The mechanic had been threatened in attempt to get him to not testify, a union steward who got the best runs and eqquipment lost his memory when called to the stand and they did not bother to threaten me because I had previouslt told the terminal manager that I already had more that 30 years in the pension and could retire at any time.
I read a couple interesting books on the subject. “Crossing Hoffa” was about his early years and a driver in Minnesota. Can’t remember why I read it but think a girl at work might have been a relative of the driver. Then “I hear you paint houses”. The driver that claims he was there when Hoffa got whacked. Death bed testimony. Might be true might not, I dunno, but you learn a lot about the guy. The Minnesota guy magically lost his brakes going down Highway 61 one night. 40’s or 50’s time frame or so. I should just start reading the books I already read again since I forgot most of it. Gotta remember back in 1948 Hubert Humphrey and Orville Freeman teamed up to clean things up in Minnesota and throw the ^%$&* out. They’re both dead now.
I respect your courageous action, In a world of diminishing worker rights it is sad things had to go to such an extreme, and I fear it is only getting worse for now.
I agree, but I don’t think that. That’s why I’m in favor of better government oversight, especially of companies that impact public safety such as transportation outfits.
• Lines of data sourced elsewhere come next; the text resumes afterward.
PR #1032, opened 2026-06-26
Implement Quiz Access Codes

### LINKED ISSUE #551: Quiz may be restricted: Code entry required
A quiz may require the entry of a code before it can be unlocked.  After it is unlocked, it remains unlocked and may be run as often as desired without seeing the code entry screen again (so a requirement is that you save the locked unlocked status in storage).  When locked, if the quiz book is selected, a screen is displayed with the name of the quiz as the title and then a message (Quiz_Access_Code_Message) is displayed saying "Please enter the access code to unlock this quiz".  Finally a numeric keyboard is displayed at the bottom.   An unlock icon serves as the "Check code" button.  If this button is pressed and the code matches the configured code, then the first page of the quiz is displayed.  If the code is wrong, nothing happens.  There isn't an error message or any error indicator.  It just doesn't do anything.

The quiz is defined as a book in configuration.  The book configuration contains a quiz section which contains a features list.   If the feature "access-type" is defined and has a value of "code" then the code entry is required.  The code to be matched is in feature "access-code".  An example of the book configuration for a quiz with this lock is: 
   <book id="QU2" type="quiz">
      <name>QU2</name>

      <font-choice type="book-collection" />
      <quiz>
        <features type="quiz">
          <feature name="shuffle-questions" value="true"/>
          <feature name="auto-advance" value="false"/>
          <feature name="auto-advance-delay" value="2000"/>
          <feature name="access-type" value="code"/>
          <feature name="access-code" value="1234"/>
        </features>
      </quiz>
      <filename>quizbug.txt</filename>
      <source>/Users/david/App Builder/Scripture Apps/quizbug.txt</source>
      <features type="book">
        <feature name="shuffle-questions" value="true"/>
        <feature name="auto-advance" value="false"/>
        <feature name="auto-advance-delay" value="2000"/>
        <feature name="access-type" value="after"/>
        <feature name="access-after" value="QUIZ1"/>
      </features>
    </book>

An example of the screen displayed is: 
EnterQuizCode

TheNonPirate:
Resolve #551. If a quiz is set to require a password to enter, then when the quiz is navigated to, it will display a screen with a numpad to input the password. Once it is input, it does not need to be input again due to a database of unlocked quizzes.

## Summary by CodeRabbit

* **New Features**
  * Added code-based quiz access with a numeric keypad, backspace, and unlock control.
  * Persist unlock status locally so already-unlocked quizzes remain accessible on revisit.
  * Added backspace and open-lock icons for the unlock interface.
* **Bug Fixes**
  * Improved the locked quiz screen to correctly handle dependent quizzes vs access-code prompts.
  * Ensured configured access codes preserve leading zeros.

### DIFF
--- a/src/routes/quiz/[collection]/[id]/+page.svelte
+++ b/src/routes/quiz/[collection]/[id]/+page.svelte
@@ -259,10 +259,7 @@
     }
     function attemptUnlock() {
         if (accessCode?.toString() === passwordInput) {
-            if (book?.quizFeatures) {
-                locked = false;
-                addQuizUnlocked({ collection, book: quizId }).then(() => invalidateAll());
-            }
+            addQuizUnlocked({ collection, book: quizId }).then(() => invalidateAll());
         }
     }
     function handleKeyInput(e: KeyboardEvent) {
@@ -317,7 +314,7 @@
     {#if locked}
         {#if data.dependentQuizName || data.dependentQuizId}
             <div class="quiz-locked">
-                <div class="quiz-locked-title">{quizId}</div>
+                <div class="quiz-locked-title">{displayLabel}</div>
                 <div class="quiz-locked-message">
                     {$t['Quiz_Access_After_Message']}
                 </div>
@@ -325,7 +322,7 @@
             </div>
         {:else if accessCode}
             <div class="quiz-locked">
-                <div class="quiz-locked-title">{quizId}</div>
+                <div class="quiz-locked-title">{displayLabel}</div>
                 <div class="quiz-locked-message">
                     {$t['Quiz_Access_Code_Message']}
                 </div>
--- a/src/routes/quiz/[collection]/[id]/+page.svelte
+++ b/src/routes/quiz/[collection]/[id]/+page.svelte
@@ -321,9 +321,9 @@
                 <div class="quiz-locked-name">{data.dependentQuizName || data.dependentQuizId}</div>
             </div>
         {:else if accessCode}
-            <div class="quiz-locked">
-                <div class="quiz-locked-title">{displayLabel}</div>
-                <div class="quiz-locked-message">
+            <div class="quiz-keypad max-w-breakpoint-md mx-auto">
+                <div class="quiz-keypad-title">{displayLabel}</div>
+                <div class="quiz-keypad-message">
                     {$t['Quiz_Access_Code_Message']}
                 </div>
                 <input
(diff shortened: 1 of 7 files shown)


FyreByrd (changes requested):
How did you test this? I'd appreciate having a testable quiz added to the project data...

TheNonPirate:
I updated the sab_pwa_test quiz, fixing a problem with its illustrations (They didn't all show up in either the PWA or the native app) and giving it an access code.

src/routes/quiz/[collection]/[id]/+page.svelte
```diff
@@ -281,13 +312,65 @@
...
+                    bind:value={passwordInput}
+                    readonly
+                    onkeydown={handleKeyInput}
+                />
+            </div>
+            <div class="grid grid-cols-3 gap-4 text-center p-10 text-[30px]">
+                {#each Array(9) as _, i}
+                    <!-- svelte-ignore a11y_click_events_have_key_events -->
+                    <!-- svelte-ignore a11y_no_static_element_interactions -->
+                    <div
```
Comment (FyreByrd) [inline src/routes/quiz/[collection]/[id]/+page.svelte]: Keypad inputs should be button instead of div. Please also extract as many of these shared styles as you can into a `<style>` element instead.

FyreByrd (changes requested):

src/routes/quiz/[collection]/[id]/+page.svelte
Comment (TheNonPirate) [reply src/routes/quiz/[collection]/[id]/+page.svelte]: As in, a CSS class in a style element in the same script?

src/routes/quiz/[collection]/[id]/+page.svelte
```diff
@@ -281,13 +312,65 @@
...
+                <div class="quiz-locked-message">
+                    {$t['Quiz_Access_After_Message']}
+                </div>
+                <div class="quiz-locked-name">{data.dependentQuizName || data.dependentQuizId}</div>
             </div>
-            <div class="quiz-locked-name">{data.dependentQuizName || data.dependentQuizId}</div>
-        </div>
+        {:else if accessCode}
+            <div class="quiz-locked">
+                <div class="quiz-locked-title">{displayLabel}</div>
```
Comment (FyreByrd) [inline src/routes/quiz/[collection]/[id]/+page.svelte]: This should be `quiz-keypad-title`. Similar comment for below.

FyreByrd:
Don't know how I completely forgot this, but we should have max width on the quiz as well...
Screenshot 2026-07-01 at 5 03 10 PM

test_data/projects/sab/sab_pwa_test.zip
chrisvire, line 1: Let's have a separate PR with updates to the sab_pwa_test project

FyreByrd:
This needs to be rebased on main for the updated project data in #1045

FyreByrd (approved):

TheNonPirate:
Are the lint/test errors an issue, or is that just because the new color tests are causing it to fail?

FyreByrd:
CI is failing due to changes made in SAB 14.3, which is still in the process of being released today. As the most recent change was just rebasing on main to bring in updated project data, I think this should be fine as is.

It’s a lot harder to get away with not fixing broken equipment when the compliance inspector stops by once a month to check things over. But as soon as that gets suggested people howl that gubmint is too big, and that costs too much money, and it gets in the way of commerce.
OK. Fine. Then accept the fact that an ever increasing number of people are going to get killed by companies putting profit ahead of everything else including human life. That’s the hard reality of the “starve the government” movement.
Yup!
During the administration of our previous Governor, trucking companies were given the authority to “self-inspect” their equipment. Not having State Troopers or MV Inspectors involved in the inspection of heavy trucks is very short-sighted, IMHO.
Self inspecting ? Think Boeing !!
I remember when OSHA was first formed, we had a brand new 40 door terminal. They came in an took two doors away to put steps from the ground up to the loading dock even though we already had steps at both ends al=nd ladders between every door. They also mad us rip the new tile walls apart in the bathrooms to lower the toilet paper holders because they were too high for children to reach. As far as I know we never employed any children.
We had high hopes for OSHA getting involved in truck safety but after a few months the OSHA inspector came, parked in front of the officem got his box of Cuban cugars and bottle of Crown Royal and left.